Change Management: 3 Predictions for 2019

When the concept of change management as it relates to digital transformation first entered corporate strategy discussions, it was often viewed as an isolated objective. Getting people to accept and embrace change involved a lot of c-suite cheerleading but little else.

But as business and society have begun to transform digitally, so has our understanding of agility and how to foster it. We have started to realize that getting people to embrace change is not an objective to be met and promptly filed away, but rather an unprecedented and ongoing culture shift—one that involves persuading people to let go of standards, habits and unwritten rules that have been in place for nearly a century. Culture change of that magnitude is not achieved quickly and easily, nor does it happen in a vacuum.

Getting people to embrace change is not an objective to be met and promptly filed away, but rather an unprecedented and ongoing culture shift

In recent years, organizations have improved their approaches, but they still haven’t kept pace with today’s rapid technological change.1

How will 2019 be different? What shifts will help business leaders prepare their workforce for the present and future of work? Here are a few predictions:

Change management will gain more credibility. Peter Drucker talked about change management more than 25 years ago—in a 1992 Harvard Business Review essay he described how the modern organization must be designed for constant change: “It is the nature of knowledge that it changes fast and that today’s certainties always become tomorrow’s absurdities.” Drucker estimated that the transformation to a knowledge economy would be accomplished by 2010 or 2020.

We’re not there yet, but, if recent research is any indication, we’re getting closer. IDC predicts that by 2020, at least 55 percent of organizations will be “digitally determined, transforming markets and reimagining the future through new business models and digitally enabled products and services.” In addition, direct digital transformation investment spending will reach $5.5 trillion by 2021, according to IDC.

Change management strategies will be applied more frequently and more broadly. Business leaders are recognizing the key role change management plays in project success and will therefore continue to employ change efforts across their organization this year—both formal and informal.

In a recent survey conducted by Prosci, participants observed significant shifts in approach:

–Larger numbers of employees engaged in change management
–A focus on building change management capabilities across all levels of the organization
–The use of change management strategies for informal changes
–Change management as a requirement instead of an option




In addition, three quarters of participants in the Prosci survey reported that they are integrating change management with project management—and, as a result, are meeting or exceeding objectives more often.

The relationship between learning and change management will grow stronger. Digital transformation success hinges on many factors, but mainly on an organization’s ability to transform how employees get their work done. For that, companies must put systems and strategies in place that focus on the individual.

In a Deloitte study, 90 percent of employees surveyed said they need to update their skills yearly to work effectively in a digital world. Nearly 50 percent of those surveyed said they need to update their skills continuously to be effective.
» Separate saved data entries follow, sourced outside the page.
PR #540, opened 2017-08-15
Upgrade xunit to 2.3.0-beta4

natemcmaster:
Also, expands the list of xunit packages to include commonly used sub-packages, such as xunit.core.

### DIFF
--- a/build/dependencies.props
+++ b/build/dependencies.props
@@ -19,8 +19,11 @@
     <ExternalDependency Include="Microsoft.NET.Test.Sdk" Version="15.3.0" Source="$(DefaultNuGetFeed)"/>
     <ExternalDependency Include="Moq" Version="4.7.49" Source="$(DefaultNuGetFeed)"/>
     <ExternalDependency Include="Newtonsoft.Json" Version="10.0.1" Source="$(DefaultNuGetFeed)"/>
-    <ExternalDependency Include="xunit.runner.visualstudio" Version="2.3.0-beta3-build3705" Source="$(DefaultNuGetFeed)"/>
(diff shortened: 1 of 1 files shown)


build/dependencies.props
```diff
@@ -19,8 +19,11 @@
     <ExternalDependency Include="Microsoft.NET.Test.Sdk" Version="15.3.0" Source="$(DefaultNuGetFeed)"/>
     <ExternalDependency Include="Moq" Version="4.7.49" Source="$(DefaultNuGetFeed)"/>
     <ExternalDependency Include="Newtonsoft.Json" Version="10.0.1" Source="$(DefaultNuGetFeed)"/>
-    <ExternalDependency Include="xunit.runner.visualstudio" Version="2.3.0-beta3-build3705" Source="$(DefaultNuGetFeed)"/>
-    <ExternalDependency Include="xunit" Version="2.3.0-beta3-build3705" Source="$(DefaultNuGetFeed)"/>
+    <ExternalDependency Include="xunit.analyzers" Version="0.6.1" Source="$(DefaultNuGetFeed)"/>
+    <ExternalDependency Include="xunit.assert" Version="2.3.0-beta4-build3742" Source="$(DefaultNuGetFeed)"/>
```
mikeharder: Why explicitly specify `xunit.analyzers` and `xunit.assert`?

mikeharder: I meant `xunit.assert` and `xunit.core`.  I see you are explicitly specifying a newer version of `xunit.assert`.

natemcmaster: xunit is a metapackage of xunit.{assert, core, analyzers}. In some repros, we may want to reference only some of these but not all (e.g. some people may want to opt-out of analyzers).

mikeharder: OK I get it now, this is just a list of versions, and each project chooses which subset they want.

PR #541, opened 2017-08-15
Add external packages require for aspnet/Common

natemcmaster:
Add more packages for the Universe lineup.


natemcmaster:
See https://github.com/aspnet/Common/pull/259

PR #542, opened 2017-08-17
Remove SignalR from Universe

mikaelm12:


mikaelm12:
Context: https://github.com/aspnet/SignalR/pull/725#discussion_r133564959

PR #551, opened 2017-08-31
Fix `First()` failure when `$(BuildGraphOf)` is set

dougbu:
- still must build entire Universe locally before using `$(BuildGraphOf)`

### DIFF
--- a/build/tasks/CalculateBuildGraph.cs
+++ b/build/tasks/CalculateBuildGraph.cs
@@ -50,7 +50,13 @@ namespace RepoTasks
             foreach (var repositoryTaskItem in Repositories)
             {
                 var repositoryName = repositoryTaskItem.ItemSpec;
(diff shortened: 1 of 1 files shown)


pranavkm:
@natemcmaster's more familiar with this code. Assigning it to him. Looks good to me though.

natemcmaster:
@dougbu what are the exact command line parameters you're trying to use? This fix suppresses an error, but I want to know what leads to it.

dougbu:
@natemcmaster `.\build.cmd /p:CompileOnly=true /p:ShallowClone=true /p:BuildGraphOf=Mvc` for example. I had edited `Repositories.props` before running that but had done nothing else.

The specific problem I'm working around is that `GraphBuilder` returns a graph missing most of what's in the `Repositories` collection in the case above. Actually, this happens in almost any case involving a non-empty `$(BuildGraphOf)` value.

dougbu:
3f8b319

Only a third of respondents said they are satisfied with how their organization is helping them prepare for working in digital business.
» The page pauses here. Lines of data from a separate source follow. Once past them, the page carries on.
PR #12, opened 2022-08-02
feat: ID_WEB_Temperatur_TRL_ext support

augi:
This is temperature of the flow-out, measured by an external sensor.

### DIFF
--- a/custom_components/luxtronik/const.py
+++ b/custom_components/luxtronik/const.py
@@ -351,6 +351,12 @@ HEATING_SENSOR_TYPES: tuple[LuxtronikSensorEntityDescription, ...] = (
         sensor_key="calculations.ID_WEB_Temperatur_TRL",
     ),
     LuxtronikSensorEntityDescription(
+        key="flow_out_temperature",
+        # f"{text_flow_out} {text_temp} ({text_external})",
+        icon="mdi:waves-arrow-right",
+        sensor_key="calculations.ID_WEB_Temperatur_TRL_ext",
+    ),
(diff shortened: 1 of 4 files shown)


custom_components/luxtronik/const.py
```diff
@@ -350,6 +350,12 @@ class LuxMode(Enum):
         icon="mdi:waves-arrow-right",
         sensor_key="calculations.ID_WEB_Temperatur_TRL",
     ),
+    LuxtronikSensorEntityDescription(
+        key="flow_out_temperature",
```
BenPru, line 354: This key is already used for "calculations.ID_WEB_Temperatur_TRL".
Please change it.

custom_components/luxtronik/sensor.py
```diff
@@ -351,6 +352,16 @@ async def async_setup_entry(
                 "mdi:waves-arrow-right",
                 entity_category=None,
             ),
+            LuxtronikSensor(
+                hass,
+                luxtronik,
+                device_info_heating,
+                "calculations.ID_WEB_Temperatur_TRL_ext",
+                "flow_out_temperature",
```
BenPru, line 360: This key is already used for "calculations.ID_WEB_Temperatur_TRL".
Please change it.

BenPru (changes requested):
The key "flow_out_temperature" is already used for "calculations.ID_WEB_Temperatur_TRL".
Please change it.

BenPru (approved):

Business leaders are becoming more aware of the individual’s critical role in digital success—according to a Tech Pro Research poll, 44 percent of the 2019 survey respondents said employee training is a top IT priority, which is a change over previous years.
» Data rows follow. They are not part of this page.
Issue #17, opened 2022-09-27
Heating climate without data


augi:
The `climate.luxtronik2_domestic_water` entity shows this nice graph ❤️ 
![image](https://user-images.githubusercontent.com/273052/192508339-dd468f05-8bc2-4958-8dbe-f5c11d2f0ed8.png)

Unfortunately, the `climate.luxtronik2_heating` entity looks like being without data 😢 

![image](https://user-images.githubusercontent.com/273052/192508689-a98f7f36-4bf1-4e5d-a148-5c00472a315b.png)

Don't you please know what could be wrong? Also, please note that all the statuses (e.g. `sensor.luxtronik2_status`) and temperatures get the right data.

scaronni:
Just a note, the above merge request does not fix it for me, I have roughly the same issue with something weird on the heating target temperature after updating the integration:

![image](https://user-images.githubusercontent.com/1983966/201695975-92d47025-b9a6-4ee0-b7b8-1594235725fe.png)

scaronni:
I've just noticed that now instead of picking up the set temperature (in my case 21 degrees) it now picks the temperature correction. This is visibile also directly from the entity `climate.luxtronik_heating` which no longer displays the wanted temperature:

![image](https://user-images.githubusercontent.com/1983966/201715104-3b1aeac4-074c-47be-bd43-40845695e474.png)

rhammen:
> I've just noticed that now instead of picking up the set temperature (in my case 21 degrees) it now picks the temperature correction. This is visibile also directly from the entity `climate.luxtronik_heating` which no longer displays the wanted temperature:
> 
> ![image](https://user-images.githubusercontent.com/1983966/201715104-3b1aeac4-074c-47be-bd43-40845695e474.png)

Previously, you could change the heating target temperature with the climate control, but it didn't actually change anything on the Luxtronik. In order to get to a real climate-control, I needed to pick a sensor that controls the temperature of the heatpump. For me, the main sensor to choose was therefore the temperature correction.
Do you know another sensor that can be used to control the heating behavior of the heatpump, but better 'reflects' the heating target temperature?

rhammen:
> Just a note, the above merge request does not fix it for me
> 
> ![image](https://user-images.githubusercontent.com/1983966/201695975-92d47025-b9a6-4ee0-b7b8-1594235725fe.png)

The "heating current temperature" will show the value of the sensor that you configured. 
[...]

Issue #15, opened 2022-09-19
Room temperature sensor not available


Laars123:
My luxtronik/alpha innotec installation includes a room temperature sensor.
However, it doesn't show up in the integration. Can this be added?
It does show up in de webserver heatpump controller though.
Thanks!

Note: Auto discovery didn't work in my case.

rhammen:
I'd also like to have this :-)
parameter: ID_WEB_RBE_RT_Ist

rhammen:
I was able to add the Room Temperature by adding the following around line 400 of sensor.py:
            LuxtronikSensor(
                hass,
                luxtronik,
                device_info_heating,
                "calculations.ID_WEB_RBE_RT_Ist",
                "room_temperature",
                f"Room {text_temp}",
                entity_category=None,
            ),

Additionally, I added a sensor for the Pumpfrequency at around line 325 in sensor.py:
        LuxtronikSensor(
            hass,
            luxtronik,
            device_info,
            "calculations.ID_WEB_Freq_VD",
            "pump frequency",
            f"Pump Frequency",
            entity_category=None,
            icon="mdi:sine-wave",
            unit_of_measurement='Hz'
        ),

Kars-de-Jong:
For the climate entity, you can add this yourself using the configuration dialog. Just enter “calculations.ID_WEB_RBE_RT_Ist” in the “Home Assistant sensor id for the current indoor temperature” text field.

@rhammen that is not the pump frequency, it’s the compressor frequency.

You can add extra sensors yourself using the “luxtronic2” sensor platform:

```yaml
sensors:
  - platform: luxtronik2
    sensors:
      - group: calculations
        id: ID_WEB_Temperatur_THG
        friendly_name: Temperatuur heetgas
        icon: mdi:thermometer
        state_class: measurement
      - group: calculations
        id: Heat_Output
        friendly_name: Vermogen
        icon: mdi:flash
        state_class: measurement
        unit_of_measurement: W
```
etc.

BenPru:
I have no luxtronik hardware thermostat.
Is it possible to write the ID_WEB_RBE_RT_Ist from ha to luxtronik?
ID_WEB_RBE_RT_Ist is a calculation and readonly, but perhaps we can find a parameter for this?

rhammen:
[...]

Issue #6, opened 2021-11-10
Climate thermostat cooling


BenPru:
Creating a home assistant climate thermostat for the cooling

Current state: open

Todos:
- [ ] Sensors:
  - status_sensor='calculations.ID_WEB_WP_BZ_akt',
  - current_temperature_sensor=Select a sensor from ha???,
  - target_temperature_sensor='parameters.ID_Sollwert_KuCft2_akt'?,
  - target_temperature_sensor_write='parameters.ID_Sollwert_KuCft2_akt'?,
  - heater_sensor='parameters.ID_Einst_BA_Kuehl_akt'?

rhammen:
In the proposed changes I added sensors for both:
- "parameters.ID_Sollwert_KuCft2_akt" --> = target water temperature used during cooling
- "parameters.ID_Einst_KuehlFreig_akt" --> = outdoor temperature threshold. Cooling starts only if T_outside > (this parameter).
In my view, you cannot really use ID_Sollwert_KuCft2_akt to steer on, because of the risk of condensation. So I have it fixed at 18 C.
Therefore I choose to use ID_Einst_KuehlFreig_akt as target_temperature_sensor: it defines the minimal outdoor temperature before cooling starts.
I can imagine that opinions on this subject may differ, so maybe we should add the option to choose which sensor to control.

Kars-de-Jong:
I commented on your latest PR, this implementation is too simple (it's not always mixer circuit 2 that is used for cooling).

rhammen:
I'd say we now have a working thermostat. The thermostat allows to set the outdoor temperature above which cooling will start.
I think some documentation - explaining the usage - may still be helpful/needed.
What else do we want/need as part of this issue?

AJediIAm:
Closing the issue since it was implemented some time ago. If more functionality is needed, a new (up to date) feature can be created.

PR #19, opened 2022-11-13
Several enhancements

rhammen:
- Added sensors for Compressor Frequency and Room temperature sensor (issue #15  )
- Enhanced the cooling climate control (related to #6 )
- Heating climate control now controls the temperature correction like in the Alpha Control App
- Looks like it fixes issue #17


BenPru (approved):
Nice work, thanks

Our understanding of change management and its relationship to digital success has expanded significantly over the last 10 years, but there’s still much work to be done. The mandate for 2019 will be to put knowledge into practice—to work even harder at preparing people for the present and future of work.

1. An October 2018 McKinsey report suggests that digital transformation success has become even more difficult to achieve—only 16 percent of respondents say their digital transformations have improved performance and equipped them to sustain changes in the long term, while an additional 7 percent report that performance improved but was not sustained. In previous McKinsey studies, the success rate was nearly 30 percent.